The Hazzards’ fortune, influence, and the threat of a considerable lawsuit against the virtual vacation outfit that had “lost” Lydia for those ten months kept publicity about Alice’s unusual birth to a minimum. Family friends were permitted to assume that Lydia had been impregnated in a more conventional fashion and any busybody interested in scandal found little material.
Only Lydia knew how much she missed Wolfer Martin D’Ambry. He had told her that he could not visit her in Verite, but that when she returned to Virtu he would find her. However, although she had been attending classes in a virtual campus for almost two terms now and had gone away on a virtual weekend with her friend, Gwen, and her younger sister, Cindy, she had not seen him, nor had there been any messages. For now, she was content to wait and hope.
But a year is a long time to wait, especially when you are just nineteen. Although Lydia tried hard to believe that Ambry would find her again, her ability to hope was worn very thin.
As young Donnerjack grew in size and mobility, the only thing that puzzled Dack was that occasionally the boy came back with a leaf or a stick in his hand. He had no idea where they came from, for he knew there was no way of breaking the physical boundary between the worlds. At first, he did not think much about it, being able to rationalize answers on each occasion. Later, though, considering that Donnerjack had been one of the great authorities on Virtu and that much of his final work had been secret, he wondered whether the man might have developed some limited direct access to Virtu via the Great Stage.
Nightmare visions plagued him then.

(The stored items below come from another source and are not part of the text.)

PR #3798, opened 2026-04-15
feat: async user deletion via background worker

idoshamun:
## Summary
- Replace synchronous user deletion (CASCADE-locked 60 FK tables for 10-20min, blocking logins) with an async flow
- `deleteUser()` now sets `flags.inDeletion=true`, invalidates sessions, and returns immediately
- New `userDeletionCleanup` worker handles child table cleanup one table at a time
- Boot endpoint blocks login for users marked `inDeletion`
- Zombie cron marks users for deletion instead of deleting directly

## Test plan
- [x] Build passes
- [x] Lint passes (0 warnings)
- [x] `__tests__/users.ts` delete tests pass (19/19)
- [x] `__tests__/cron/cleanZombieUsers.ts` passes (3/3)
- [ ] Companion PR: dailydotdev/streams#93 (topic must be deployed first)
- [ ] Follow-up: migration to remove CASCADE from user FK constraints

### DIFF
--- a/src/common/user.ts
+++ b/src/common/user.ts
@@ -1,38 +1,20 @@
 import { DataSource } from 'typeorm';
-import {
-  Alerts,
-  ArticlePost,
-  Bookmark,
-  BookmarkList,
-  Comment,
-  DevCard,
-  Feed,
-  Organization,
-  Post,
-  PostReport,
-  Settings,
-  SourceDisplay,
-  SourceRequest,
-  User,
-  View,
-} from '../entity';
+import { Organization, User } from '../entity';
 import { OpportunityJob } from '../entity/opportunities/OpportunityJob';
 import { OpportunityUser } from '../entity/opportunities/user';
-import { ghostUser } from './index';
+import { updateFlagsStatement } from './utils';
 import { cancelSubscription } from './paddle';
 import type { AuthContext, Context } from '../Context';
 import { ForbiddenError } from 'apollo-server-errors';
 import { logger } from '../logger';
 import { CoresRole } from '../types';
 import { remoteConfig } from '../remoteConfig';
-import { UserTransaction } from '../entity/user/UserTransaction';
 import { SubscriptionProvider, SubscriptionStatus } from './plus';
 import {
   deleteEmploymentAgreementByUserId,
   deleteResumeByUserId,
 } from './googleCloud';
 import { ConflictError } from '../errors';
-import { DigestPost } from '../entity/posts/DigestPost';
 
 export const deleteUser = async (
   con: DataSource,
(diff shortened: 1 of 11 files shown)


src/common/user.ts
```diff
@@ -76,110 +58,60 @@ export const deleteUser = async (
...
+
+      if (orgsWithActiveSubscription > 0) {
+        throw new ConflictError(
+          'Cannot delete your account because one of your organizations has an active recruiter subscription. Please cancel the subscription first.',
+        );
+      }
+    }
+
     // Delete user's resume if exists
     await deleteResumeByUserId(userId);
```
rebelchris: Why not put these in the cleanup deletion as well?

rebelchris (approved):
Does it not still lock once it hits the cdc worker then?

src/workers/userDeletionCleanup.ts
```diff
@@ -0,0 +1,247 @@
...
+      [userId],
+    );
+    const affected = result?.[1] ?? 0;
+    totalDeleted += affected;
+    if (affected < BATCH_SIZE) {
+      break;
+    }
+  }
+  if (totalDeleted > 0) {
+    log.info({ table, totalDeleted, userId }, 'batch deleted rows');
```
idoshamun:
```suggestion
    log.debug({ table, totalDeleted, userId }, 'batch deleted rows');
```

src/workers/userDeletionCleanup.ts
```diff
@@ -0,0 +1,247 @@
...
+  }
+};
+
+const worker: TypedWorker<'api.v1.user-deletion-requested'> = {
+  subscription: 'api.user-deletion-cleanup',
```
capJavert, line 108: would there be any way where this fails and we have to enable user back?

src/workers/userDeletionCleanup.ts
```diff
@@ -0,0 +1,247 @@
...
+    await con
+      .getRepository(PostMention)
+      .update({ mentionedUserId: userId }, { mentionedUserId: ghostUser.id });
+    await con
+      .getRepository(CommentMention)
+      .update({ commentByUserId: userId }, { commentByUserId: ghostUser.id });
+    await con
+      .getRepository(CommentMention)
+      .update({ mentionedUserId: userId }, { mentionedUserId: ghostUser.id });
+    await con
```
idoshamun, line 149: We also need `grantFromId` here

src/workers/userDeletionCleanup.ts
```diff
@@ -0,0 +1,247 @@
...
+      .getRepository(ReputationEvent)
+      .update({ grantToId: userId }, { grantToId: ghostUser.id });
+    await con
+      .getRepository(UserTransaction)
+      .update({ senderId: userId }, { senderId: ghostUser.id });
+    await con
+      .getRepository(UserTransaction)
+      .update({ receiverId: userId }, { receiverId: ghostUser.id });
+    await con
```
idoshamun: Why do we have a statement for article post and post? also we should set the author as ghost user, not null

src/workers/userDeletionCleanup.ts
```diff
@@ -0,0 +1,247 @@
...
+      .getRepository(ArticlePost)
+      .update({ authorId: userId }, { authorId: null });
+    await con.getRepository(DigestPost).delete({ authorId: userId });
+    await con
```
idoshamun, line 162: why do we need this?

src/workers/userDeletionCleanup.ts
idoshamun: what do you mean?

src/common/user.ts
idoshamun: yap it's possible and better

idoshamun:
> Does it not still lock once it hits the cdc worker then?

@rebelchris no, because it's not a transaction and not one statement. so you can acquire lock per table, rather than ~60 locks

src/workers/userDeletionCleanup.ts
capJavert: For example we figure out that while this was processing we cant delete user after all due to some constraint?

idoshamun: I check the constraints in the endpoint already. I didn't touch it. If it fails there it's only for technical reasons we should fix without letting the user know

src/common/user.ts
idoshamun: Good point — moved resume and employment agreement deletion to the worker. They're not time-sensitive and don't need to block the user-facing response.

src/workers/userDeletionCleanup.ts
idoshamun: Fixed — changed to `log.debug`.

src/workers/userDeletionCleanup.ts
idoshamun: Added — now ghosting both `grantToId` and `grantById` on ReputationEvent.

src/workers/userDeletionCleanup.ts
idoshamun: Removed the separate ArticlePost line — the `Post.update({ authorId: userId }, { authorId: ghostUser.id })` already handles all post types including articles. No more null, everything goes to ghost.

src/workers/userDeletionCleanup.ts
idoshamun: Removed. The SourceUser is already ghosted (userId → ghost), and the general `Post.update({ authorId: userId }, { authorId: ghostUser.id })` catches all posts regardless of sourceId. The separate sourceId update was redundant.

He knew that Donnerjack had wanted his son to play on the Stage. But if he could break the interface and wander off into Virtu, the Stage meantime undergoing several phase shifts, the boy could become hopelessly lost in that other world. It was a terrible dilemma. And, of course, the boy had not done so…
Dack resolved to keep him under surveillance for a time. Beginning the next day, therefore, he joined him on the Stage, staying as far away from him as he could while still keeping him in sight. Dack stood or crouched stock-still most of the time, and when he had to move it was always with great deliberation.
The boy hummed little snatches of song as he toddled or crawled from place to place. Some of these Dack recognized, others he did not. After a time, a mainly rocky scene shifted to a meadowlike one and young Donnerjack made his way into it, offstage.
Moving like a silver and bronze ghost, Dack followed, able to take his time as the boy wandered back and forth and occasionally paused for long stretches to watch a flower, bird, or some crawling denizen of the place.
Dack drew nearer, then grew immobile again. The boy began humming, then singing:
Butterfly, butterfly. Flutterby, flutterby. Come to me, come to me. I’m lonely todee.
He sang it over and over, and after a time the large black insect seemed to emerge from a hole in a nearby tree. It stitched the air in young Donnerjack’s direction, darting about his head almost playfully. Finally, it settled on a nearby twig and seemed to regard him through jewel-like eyes.
“Hi, Al—Ali—” the boy addressed it.
“Alioth,” a small voice corrected him, and Back immediately adjusted his hearing to accommodate it.
“Alioth,” the boy repeated. “Pretty flutterby!”
There followed the tiniest of laughs, then, “Thank you, John. You know how to make an old butterfly feel good.”
The boy laughed himself then. He was not sure why, but Alioth had indicated that something was funny.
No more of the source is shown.